## Task prompt
Copy each line below that has "added".

## Available data

PR #869, opened 2021-04-04
Simplify rating form

arkhi:
I stumbled on the CSS for this feature and was a bit confused so I thought I could work on it to understand and maybe improve it a bit. Here’s the result.

- Create a snippet to regroup similar code.
- Reduce and document tricky logic of CSS.
- Add i18n strings.


mouse-reeve:
wow this is great, thank you for untangling this one!

PR #873, opened 2021-04-04
772 Use gettext_lazy for form classes

SavinaRoja:
https://github.com/mouse-reeve/bookwyrm/issues/772

`gettext` at import time will be static, so use `gettext_lazy` instead.


mouse-reeve:
Ah thank you! I was totally flummoxed about this one!

Issue #713, opened 2021-03-08
Performance improvements


Flameborn:
I am currently running a production Bookwyrm on a Raspberry Pi 3, with both the Postgres database and Bookwyrm being on a hard drive. I'm using Caddy as a web server. My current install is without using Docker.

My feed of about 1000 imported books takes about 10 seconds to open on the local network, the same is true for a user who has about 100 imported books. The page does not have statuses displayed from other users.

I am getting similar results for the status page or a 1000-book import.

My read shelf contains about 600 books or so, this absolutely refuses to load via Safari under MacOS, and in addition, I receive process timeouts and reboots in the logs. My CPU usage is around 1.0, which is about a quarter of the total CPU capacity. Memory also does not seem to be an issue, about 300 MB is used with other services running as well.

If you don't mind sharing, what's the performance of Bookwyrm like on bookwyrm.social?

Would it be possible to improve this experience, e.g. via paging?

mouse-reeve:
Those could and should definitely be paged! I haven't been tracking performance on bookwyrm.social

Flameborn:
The new pagination seems to have sped up loading times quite significantly in most cases.

The feed, however, takes about 20 seconds to load now on a Raspberry Pi 3.

I have as much data as possible on a hard drive, such as the database, Python packages, covers, etc.

As a result, Gunicorn worker processes often time out and restart, resulting in an empty page, when Bookwyrm is opened in Safari for a logged in user.

I'll likely need to investigate how profiling works for Django apps to provide more info on this.

I realize that this issue is partly out of scope, as neither Python or Bookwyrm were designed to run on low-end hardware (an ARM Cortex A53 in this case), so I am only posting updates regarding this, in case some more performance improvements can be made in the future.

mouse-reeve:
yikes! Is that a worse load time than before? there may be some very inefficient queries behind this. 

While it's true that it isn't intended to run on the Pi, performance improvements are improvements for every platform, so I appreciate you keeping an eye on this

Flameborn:
Unfortunately, yes, about double the time of what it used to be.

Profiling this is going to be difficult on a Pi, I've just tried *Cprofile* and *Django Silk*, however, the overhead is so huge that the worker processes keep timing out when I try and access the feeds page, no matter what browser I use.

mouse-reeve:
[...]

PR #880, opened 2021-04-05
Uses redis for storing suggested users

mouse-reeve:
Computing suggested users is too heavy an operation to do on the fly, so this would store and update a list of suggestions for each use in redis. It probably also needs to be turned into a background task or debounced in some way because the update operations are costly.

Works on #713 

- [x] Create redis stores for user suggestions
- [x] Populate stores from empty when local user is created
- And and remove users from stores on the fly
  - [x] Add newly discoverable users to everyone's suggestions
  - [x] Remove newly non-discoverable users from all suggestions
- Update relative suggestion rankings
  - [x] When a book is shelves or unshelved
  - [x] When someone follows or unfollows someone else
  - [x] When a block takes place
- User redis to serve suggested follows
  - [x] In timeline
  - [x] In onboarding
- [x] Management command to re-build suggestions
- [x] Update tests

Remaining work:
- [x] Make sure change password isn't broken
- [x] Manually test feature:
  - [x] Inset in feed
  - [x] Get started
  - [x] Directory
- [ ] Screen reader review


mouse-reeve:
@bookwyrm-social/instance-admins You'll need to run `./bw-dev populate_suggestions` to get this working. This should help with speed when loading the feed view

PR #892, opened 2021-04-06
Adds inventaire connector

### LINKED ISSUE #771: Let admins set preferred default edition language
Right now, the default edition of a book prefers english-language editions. An instance admin should be able to set it to pick whatever language is appropriate to the instance.

### LINKED ISSUE #937: Potential problem with the "main" version of a book
1. A list of books is imported from a GoodReads export, using the "Import books" feature.
2. Some of these books don't have an ISBN, so all their version are imported, and the one with the most info is used as a "main" edition (sometimes it is the audio cd version instead of print).
3. My imported reviews are applied on the "main" edtion.
4. I go see the list of editions, and switch to a new one.
5. My "Read" shelf displays the new edition (yay).
6. My review appears at the bottom of the page for that new edition.
7. The stars rating does not appear below the cover on that new edition.
8. Adding a rating on the new edition counts as a new review for the book.
9. When looking at an author's page, the list of books shows the old "main" edition, instead of the new one that's in my shelf.

**Expected behavior**

Steps 1-8 seem logical to me. Step 9 seems illogical. Step 4 should perhaps move my review to the new selected edition.

I don't know how the "main" edition is selected as "main", but IMO the list should show the edition that's in the most shelves.

**Screenshots**

On this screenshot you can see that the last item on the list is not the edition that's in my shelves (I'm the only user on my instance, so that edition is in no other shelf). I would prefer to see the edition that's in my shelf (mainly because audio cds have square covers and it's not very harmonious)

image

mouse-reeve:
This will allow users to import book data from inventaire.io as well as openlibrary.

- [x] Add connector to available list
- [x] Initialize new servers with the connector
- [x] Search inventaire in free text mode
- [x] Search inventaire in isbn mode
- [x] Load already-available edition/work metadata
- [x] Load edition/work metadata that requires lookup
- [x] Connect editions and works
- [x] Load and serialize authors
- [x] Expand book data
- [x] Re-think default editions
- [x] Tests
- [x] Fix links to original source books

Fixes #771
Fixes #937


fenimore:
I know OpenLibrary accepts CSV imports from Goodreads -- does this connector involve something like that?

arkhi:
I was having a quick chat with people on inventaire. They also have an [Issue about implementing ActivityPub](https://github.com/inventaire/inventaire/issues/187) Could this provide cross‑functionality between both project?

mouse-reeve:
> I was having a quick [chat with people on the [matrix] inventaire chan](https://matrix.to/#/!sRmiUrdcokwhhFTmxY:matrix.org/$G5g0ToY2qrdrK1o2hQl-RDURLIMvmjMgmcrj5vF-r74?via=matrix.org&via=t2bot.io&via=talk.puri.sm). They also have an [Issue about implementing ActivityPub](https://github.com/inventaire/inventaire/issues/187). Could this provide cross‑functionality between both project?

This work largely flattens the heavily interlinked wikidata style format the Inventaire uses into a flatter schema, and pulls out specifics pieces of data while dropping others. I'm not sure that it's directly applicable to getting them on the protocol, but I'm excited to see what direction their work heads in.

mouse-reeve:
@bookwyrm-social/instance-admins In order for this connector to be available, you have to add it to the database. It gets added to new instances when the `initdb` command is run.

You can add it from the Django Admin, `/admin/bookwyrm/connector/`, with the following values:
identifier: `inventaire.io`
name: `Inventaire`
connector_file: `inventaire` (from the dropdown)
base_url: `https://inventaire.io`
books_url: `https://inventaire.io/api/entities`
covers_url: `https://inventaire.io`
search_url: `https://inventaire.io/api/search?types=works&types=works&search=`
isbn_search_url: `https://inventaire.io/api/entities?action=by-uris&uris=isbn%3A`
priority: `3`

Alternatively, from the python shell (`./bw-dev shell`), you can run:
```python
from bookwyrm.models import Connector
Connector.objects.create(
        identifier="inventaire.io",
        name="Inventaire",
        connector_file="inventaire",
        base_url="https://inventaire.io",
        books_url="https://inventaire.io/api/entities",
        covers_url="https://inventaire.io",
        search_url="https://inventaire.io/api/search?types=works&types=works&search=",
        isbn_search_url="https://inventaire.io/api/entities?action=by-uris&uris=isbn%3A",
        priority=3,
)
```
Which will do the same thing.

### Optional, if you want to get into the weeds:
The `priority` field controls which search result will be tried first, both in regular search and when books are added in a goodreads import. As long as you don't mess with the "self" connector at priority `1` (which searches the local database), you can tweak the priorities of different connectors. 

By default, other bookwyrm instances (which are added automatically) are priority 2, and OpenLibrary and inventaire are priority 3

## Written answer
@bookwyrm-social/instance-admins In order for this connector to be available, you have to add it to the database. It gets added to new instances when the `initdb` command is run.
The `priority` field controls which search result will be tried first, both in regular search and when books are added in a goodreads import. As long as you don't mess with the "self" connector at priority `1` (which searches the local database), you can tweak the priorities of different connectors. 
By default, other bookwyrm instances (which are added automatically) are priority 2, and OpenLibrary and inventaire are priority 3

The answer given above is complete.